Just not sure what to do anymore... don't have a mother to ask of my own, so I'm asking here. What do you do with a daughter that treats you with so little respect, has no consideration of boundaries, swears at you, rages at you, is just plain nasty at you and throws deliberate, nasty comments at you, is ungrateful to all you do, uses you and then acts like you are the enemy. I have tried everything. The emotional outburst from her, even for just a few moments when she is around me is horrifying. So is her defensiveness. It seems all things that are wrong in her life are projected at me, onto me, or just plain acts like she hates me. Our relationship is barely hanging by a thread. She sees NOTHING of what she does or how she treats me, though others do. They only see her "nice" or "sweet" side. She is an adult so little in the way that I can do. Just don't know what to do anymore.... I just know I don't deserve how she treats me and it's just one more thing.
She is 20, lives on her own with her bf and 1 year old from getting pregnant at age 19. She is never, ever wrong. Is verbally and emotionally abusive and has no regard for boundaries. She has rages and rages often at me. I know that her behavior has almost made her and her bf break up several times. But where she doesn't want to lose HIM, she has no problem walking away from ME and not caring how she makes ME feel!!!!
She wrote this on my facebook wall, right after a friend of hers died recently. I thought perhaps this loss might teach her how short life is and that she might come to see how she has been acting with me and appreciate me and me in her life. "I don't think that I tell you this enough but I love you. I am so glad that you have been with me through all of my trials to help me along and I love you very much."-- But no.... even after I watched her son, my grandson, for two days and even had him spend the night so that she could grieve and not have to worry about a 1 year old running around etc. Not only did I really get any thank you for that, but instead got yelled at after the luncheon that day, with her doing her normal storming off and not having anything to do with me crap! She literally treats me like * * * * . And no matter how many boundaries I try to establish with her, she just bulldozes right over them. I don't know WHAT to do at this point other then just not be in her life anymore, which would then mean, not having my grandson either.

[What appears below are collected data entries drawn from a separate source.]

PR #541, opened 2026-07-21
Fix crash on rapid double-clicking video record button

davidjiagoogle:
## Summary
Fixes an issue (b/535645067) where double-clicking or rapidly tapping the video recording button in quick succession crashed the app with `IllegalStateException: A recording is already in progress`.

## Changes Made
1. **Added `CaptureButtonUiState.Enabled.Recording.Pending`**: Created a new UI state representing the initialization window when video recording is starting.
2. **Mapped `VideoRecordingState.Starting`**: Mapped `VideoRecordingState.Starting` to `CaptureButtonUiState.Enabled.Recording.Pending` instead of `Idle` in `CaptureButtonUiStateAdapter.kt`.
3. **Updated `CaptureButtonComponents.kt`**: Added `Recording.Pending` to the ignored/no-op states during click handling (`onKeyUp`), preventing rapid consecutive clicks from sending duplicate `StartRecordingEvent`s.
4. **Defensive Error Handling in `CameraSession.kt`**: Replaced throwing an unhandled `IllegalStateException` with logging a warning when receiving a duplicate `StartRecordingEvent` during active recording.
5. **Unit Tests**: Updated `CaptureButtonUiStateAdapterTest.kt` to assert the new `Pending` state.


ui/uistate/capture/src/main/java/com/google/jetpackcamera/ui/uistate/capture/CaptureButtonUiState.kt
```diff
@@ -61,6 +61,11 @@ sealed interface CaptureButtonUiState {
         sealed interface Recording : Enabled {
             override val isEnabled: Boolean get() = true
 
+            /**
+             * The video recording request has been sent and is pending initialization.
+             */
+            data object Pending : Recording
```
temcguir: Given we are mapping this directly from `VideoRecordingState.Starting`, could we rename `Pending` to `Starting` here (and throughout the PR)? It feels like it captures the actual state of the camera backend much more accurately than "Pending". 

```kotlin
            /**
             * The video recording request has been sent and is starting.
             */
            data object Starting : Recording
```

ui/components/capture/src/main/java/com/google/jetpackcamera/ui/components/capture/CaptureButtonComponents.kt
```diff
@@ -272,6 +272,7 @@ internal fun CaptureButton(
                     }
 
                     CaptureButtonUiState.Enabled.Recording.LockedRecording -> onStopRecording()
+                    CaptureButtonUiState.Enabled.Recording.Pending,
```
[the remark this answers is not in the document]
temcguir: I agree with @gemini-code-assist's inline comment to allow stopping the recording by releasing the long-press while in the `Starting` state. 

However, applying the bot's fix will expose a coroutine race condition in `CaptureControllerImpl.kt`. Because `CameraSession.kt` silently ignores `StopRecordingEvent`s if it isn't actively recording yet, a rapid start/stop sequence will freeze the camera into an endless recording loop. If the UI dispatcher executes the stop coroutine before the start coroutine sends its event, the `Stop` event is sent to the channel first (and ignored), and then the `Start` event triggers the recording infinitely.

Could we also include a quick fix in `CaptureControllerImpl.kt` in this PR to synchronously cancel the job?
```kotlin
    // CaptureControllerImpl.kt
    override fun stopVideoRecording() {
        Log.d(TAG, "stopVideoRecording")
        // Cancel job synchronously before sending Stop to prevent the race condition
        recordingJob?.cancel() 
        recordingJob = null
        scope.launch {
            cameraSystem.stopVideoRecording()
        }
    }
```

temcguir (changes requested):
It would be awesome to add a quick unit test to `PreviewViewModelTest.kt` to ensure this specific fast-release cancellation doesn't regress. 

First, add a diagnostic counter to `FakeCameraSystem.kt`:
```
    var numVideoRecordingStarts = 0
    
        saveLocation: SaveLocation,
        onVideoRecord: (OnVideoRecordEvent) -> Unit
    ) {
        if (!useCasesBinded) {
            throw IllegalStateException("Usecases not bound")
        }
        numVideoRecordingStarts++
        recordingInProgress = true
    }
```
Then we can add the following test directly inside `PreviewViewModelTest.kt` to verify that rapidly firing "stop" immediately cancels the "start" job:
```
    @Test
    fun fastStartAndStopVideoRecording_cancelsRecording() = runTest(StandardTestDispatcher()) {
        startCameraUntilRunning()
        
        // Start and stop immediately without advancing the dispatcher
        previewViewModel.captureController.startVideoRecording()
        previewViewModel.captureController.stopVideoRecording()
        
        // Let the coroutines execute
        advanceUntilIdle()
        
        // Verify that because we cancelled the job synchronously, the start implementation
        // was bypassed completely to protect us from the channel race condition!
        assertThat(cameraSystem.numVideoRecordingStarts).isEqualTo(0)
    }
```

ui/uistateadapter/capture/src/test/java/com/google/jetpackcamera/ui/uistateadapter/capture/CaptureButtonUiStateAdapterTest.kt
```diff
@@ -95,7 +95,7 @@ class CaptureButtonUiStateAdapterTest {
     }
 
     @Test
-    fun from_cameraRunning_recordingStarting_returnsIdleAndEnabled() {
+    fun from_cameraRunning_recordingStarting_returnsPendingRecording() {
```
temcguir: nit: Should this now be called `from_cameraRunning_recordingStarting_returnsStartingRecording`?

temcguir (approved):

PR #548, opened 2026-07-31
Replace Context Receivers with Context Parameters

Kimblebee:
TLDR: Upgrades kotlin version to 2.4 with the following implications:
* deprecates Context Receivers in favor of Context Parameters
* upgrades Hilt version to 2.60.1 to resolve compatibility issues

My middle daughter says that her sister treats me like her emotional punching bag.
Has anyone else had anything similar to this? What do I do? I am so frustrated. I am presently trying to get all toxic people out of my life, but she feels like SHE is one of them.
She has NO compassion for me anymore. She is cold, heartless, unempathetic and has no real feelings with me. Nothing good anyone. We haven't shared really good feelings together since my husband (her step father) left me. I feel like I am going through de ja vue all over again. This will be my second divorce. (My husband abandoned me 7 months after he married me, I have been seriously ill and he decided he didn't want to deal with it anymore)- in some sort of twisted way--- my daughter seems to be taking this all out on ME. Her real father abandoned her and really has had nothing to do with her at all. She came to live with me when he didn't want to deal with her. (He had the girls for a couple of years after our divorce while I finished school) But she ended up coming to live with me and it was just her and I. I have been with her every step of the way, while HE was NOT and caused her a great deal of pain. Then this other guy came along and it turns out that he is a complete Narcissist. I didn't know this when I got married to him or even what THAT WAS! So between my illness, the fact that my husband that I married after five years together, left me just 7 months later, and then to have my daughter treat me so badly, I am at my emotional end of my rope. I really am. I just can hardly deal with her anymore.
What should I do? I mean really? What do I do?